* **PROMPT**
Where a line in the listing below holds "Claude", add it to the tally, and reply with that tally alone.
[[ DATASET CONTENT open ]]
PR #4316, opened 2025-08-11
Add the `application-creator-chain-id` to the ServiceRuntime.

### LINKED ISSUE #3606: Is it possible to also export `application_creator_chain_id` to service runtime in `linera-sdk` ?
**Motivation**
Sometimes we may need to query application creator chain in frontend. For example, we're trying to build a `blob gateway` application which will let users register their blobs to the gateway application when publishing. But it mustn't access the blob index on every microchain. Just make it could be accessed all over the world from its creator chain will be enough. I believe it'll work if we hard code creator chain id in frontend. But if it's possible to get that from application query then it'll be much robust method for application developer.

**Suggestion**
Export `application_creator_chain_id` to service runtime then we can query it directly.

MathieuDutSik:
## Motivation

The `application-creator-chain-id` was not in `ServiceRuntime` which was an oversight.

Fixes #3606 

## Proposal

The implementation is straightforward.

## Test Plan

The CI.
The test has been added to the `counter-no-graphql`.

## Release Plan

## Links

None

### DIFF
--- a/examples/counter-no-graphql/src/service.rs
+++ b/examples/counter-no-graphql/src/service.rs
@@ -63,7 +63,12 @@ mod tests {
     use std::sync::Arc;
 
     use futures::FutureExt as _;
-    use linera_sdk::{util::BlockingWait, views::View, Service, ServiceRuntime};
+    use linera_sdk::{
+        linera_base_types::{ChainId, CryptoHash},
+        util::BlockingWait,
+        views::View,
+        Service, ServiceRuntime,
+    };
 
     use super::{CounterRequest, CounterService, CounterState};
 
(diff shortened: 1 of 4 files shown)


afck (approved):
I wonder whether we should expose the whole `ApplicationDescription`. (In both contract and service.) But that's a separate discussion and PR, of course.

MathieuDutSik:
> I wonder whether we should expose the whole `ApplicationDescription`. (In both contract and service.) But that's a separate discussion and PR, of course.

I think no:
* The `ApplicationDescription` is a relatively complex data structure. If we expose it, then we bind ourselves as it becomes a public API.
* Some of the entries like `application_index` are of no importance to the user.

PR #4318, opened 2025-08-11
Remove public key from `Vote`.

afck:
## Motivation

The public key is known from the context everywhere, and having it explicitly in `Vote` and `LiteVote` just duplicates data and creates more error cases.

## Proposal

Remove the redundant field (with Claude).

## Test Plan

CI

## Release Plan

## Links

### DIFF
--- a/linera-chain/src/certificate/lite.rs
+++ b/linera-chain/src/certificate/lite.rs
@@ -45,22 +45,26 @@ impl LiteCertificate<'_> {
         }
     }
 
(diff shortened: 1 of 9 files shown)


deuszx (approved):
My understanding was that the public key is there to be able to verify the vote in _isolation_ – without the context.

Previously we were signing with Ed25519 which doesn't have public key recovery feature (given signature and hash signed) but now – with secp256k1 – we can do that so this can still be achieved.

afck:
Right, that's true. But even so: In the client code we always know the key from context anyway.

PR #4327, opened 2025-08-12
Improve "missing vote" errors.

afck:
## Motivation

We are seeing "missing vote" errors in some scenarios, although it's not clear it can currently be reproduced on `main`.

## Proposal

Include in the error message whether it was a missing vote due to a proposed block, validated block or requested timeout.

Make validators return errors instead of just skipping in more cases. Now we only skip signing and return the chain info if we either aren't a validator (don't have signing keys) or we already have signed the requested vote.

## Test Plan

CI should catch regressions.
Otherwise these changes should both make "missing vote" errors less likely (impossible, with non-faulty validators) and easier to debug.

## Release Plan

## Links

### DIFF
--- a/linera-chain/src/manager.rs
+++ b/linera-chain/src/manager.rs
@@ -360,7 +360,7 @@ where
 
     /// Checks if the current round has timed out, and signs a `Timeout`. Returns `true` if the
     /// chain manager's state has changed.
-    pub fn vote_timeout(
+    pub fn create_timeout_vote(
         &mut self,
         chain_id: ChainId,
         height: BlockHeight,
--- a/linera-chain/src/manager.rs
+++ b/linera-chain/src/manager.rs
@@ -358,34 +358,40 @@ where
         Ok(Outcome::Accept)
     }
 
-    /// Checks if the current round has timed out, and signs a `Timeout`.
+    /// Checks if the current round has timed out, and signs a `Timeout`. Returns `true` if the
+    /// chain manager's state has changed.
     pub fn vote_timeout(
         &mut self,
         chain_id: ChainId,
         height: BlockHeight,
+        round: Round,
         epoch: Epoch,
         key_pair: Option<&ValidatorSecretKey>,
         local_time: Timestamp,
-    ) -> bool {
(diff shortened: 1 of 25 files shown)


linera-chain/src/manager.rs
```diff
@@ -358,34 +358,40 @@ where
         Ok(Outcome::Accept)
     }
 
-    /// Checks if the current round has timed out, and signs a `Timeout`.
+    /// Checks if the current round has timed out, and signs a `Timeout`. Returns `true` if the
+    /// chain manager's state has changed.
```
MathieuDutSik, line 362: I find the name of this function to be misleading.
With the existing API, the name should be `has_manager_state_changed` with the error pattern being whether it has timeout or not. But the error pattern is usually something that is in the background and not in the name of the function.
[[ DATASET CONTENT closed ]]
[[ DATASET CONTENT open ]]
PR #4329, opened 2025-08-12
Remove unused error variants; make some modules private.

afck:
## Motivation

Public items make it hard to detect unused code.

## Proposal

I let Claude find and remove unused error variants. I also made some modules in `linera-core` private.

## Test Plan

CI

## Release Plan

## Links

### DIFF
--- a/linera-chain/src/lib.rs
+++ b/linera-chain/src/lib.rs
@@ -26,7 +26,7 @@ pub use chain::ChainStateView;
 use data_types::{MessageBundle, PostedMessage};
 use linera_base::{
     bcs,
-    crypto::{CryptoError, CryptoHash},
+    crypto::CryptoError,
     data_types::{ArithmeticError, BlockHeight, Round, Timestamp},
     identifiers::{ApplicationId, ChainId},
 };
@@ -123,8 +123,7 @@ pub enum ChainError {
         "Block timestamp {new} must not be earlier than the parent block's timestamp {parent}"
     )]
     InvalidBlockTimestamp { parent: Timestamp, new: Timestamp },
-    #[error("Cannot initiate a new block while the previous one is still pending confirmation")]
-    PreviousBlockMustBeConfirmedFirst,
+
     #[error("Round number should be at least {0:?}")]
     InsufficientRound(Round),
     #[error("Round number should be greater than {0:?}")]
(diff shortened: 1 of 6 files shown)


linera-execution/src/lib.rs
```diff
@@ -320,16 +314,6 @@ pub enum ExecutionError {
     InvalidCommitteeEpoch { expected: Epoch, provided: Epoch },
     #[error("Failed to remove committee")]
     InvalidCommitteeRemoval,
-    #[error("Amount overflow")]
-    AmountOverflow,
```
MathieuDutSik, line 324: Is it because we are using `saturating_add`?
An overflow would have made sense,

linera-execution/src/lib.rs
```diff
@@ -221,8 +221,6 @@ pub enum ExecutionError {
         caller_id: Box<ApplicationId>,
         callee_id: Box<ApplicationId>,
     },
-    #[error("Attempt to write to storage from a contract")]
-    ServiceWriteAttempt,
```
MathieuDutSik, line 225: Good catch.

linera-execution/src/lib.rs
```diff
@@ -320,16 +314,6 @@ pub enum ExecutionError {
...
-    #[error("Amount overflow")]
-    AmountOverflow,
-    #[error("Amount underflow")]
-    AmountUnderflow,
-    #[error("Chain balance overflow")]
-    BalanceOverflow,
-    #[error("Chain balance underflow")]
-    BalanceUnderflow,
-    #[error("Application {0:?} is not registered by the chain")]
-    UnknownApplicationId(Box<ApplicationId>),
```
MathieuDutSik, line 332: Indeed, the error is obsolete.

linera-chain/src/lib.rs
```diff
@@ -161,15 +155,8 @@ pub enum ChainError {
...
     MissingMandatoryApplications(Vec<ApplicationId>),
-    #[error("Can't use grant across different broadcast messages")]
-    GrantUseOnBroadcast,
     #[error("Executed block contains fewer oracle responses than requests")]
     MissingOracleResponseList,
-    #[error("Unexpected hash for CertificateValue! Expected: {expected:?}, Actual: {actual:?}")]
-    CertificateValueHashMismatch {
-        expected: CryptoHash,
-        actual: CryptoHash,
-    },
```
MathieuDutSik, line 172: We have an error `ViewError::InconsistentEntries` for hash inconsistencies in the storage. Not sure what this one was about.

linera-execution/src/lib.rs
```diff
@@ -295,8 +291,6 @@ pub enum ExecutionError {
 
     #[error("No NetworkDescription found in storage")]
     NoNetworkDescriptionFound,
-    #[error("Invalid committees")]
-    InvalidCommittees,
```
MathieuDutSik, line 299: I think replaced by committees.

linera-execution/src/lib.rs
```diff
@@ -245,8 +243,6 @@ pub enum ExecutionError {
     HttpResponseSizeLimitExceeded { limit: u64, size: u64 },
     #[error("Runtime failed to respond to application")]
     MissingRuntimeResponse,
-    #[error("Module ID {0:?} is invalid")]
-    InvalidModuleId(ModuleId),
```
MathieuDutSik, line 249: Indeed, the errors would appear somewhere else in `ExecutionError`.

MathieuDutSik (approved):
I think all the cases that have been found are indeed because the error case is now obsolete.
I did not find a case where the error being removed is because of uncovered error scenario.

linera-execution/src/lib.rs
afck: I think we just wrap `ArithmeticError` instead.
[[ DATASET CONTENT closed ]]
* **RESPONSE**
2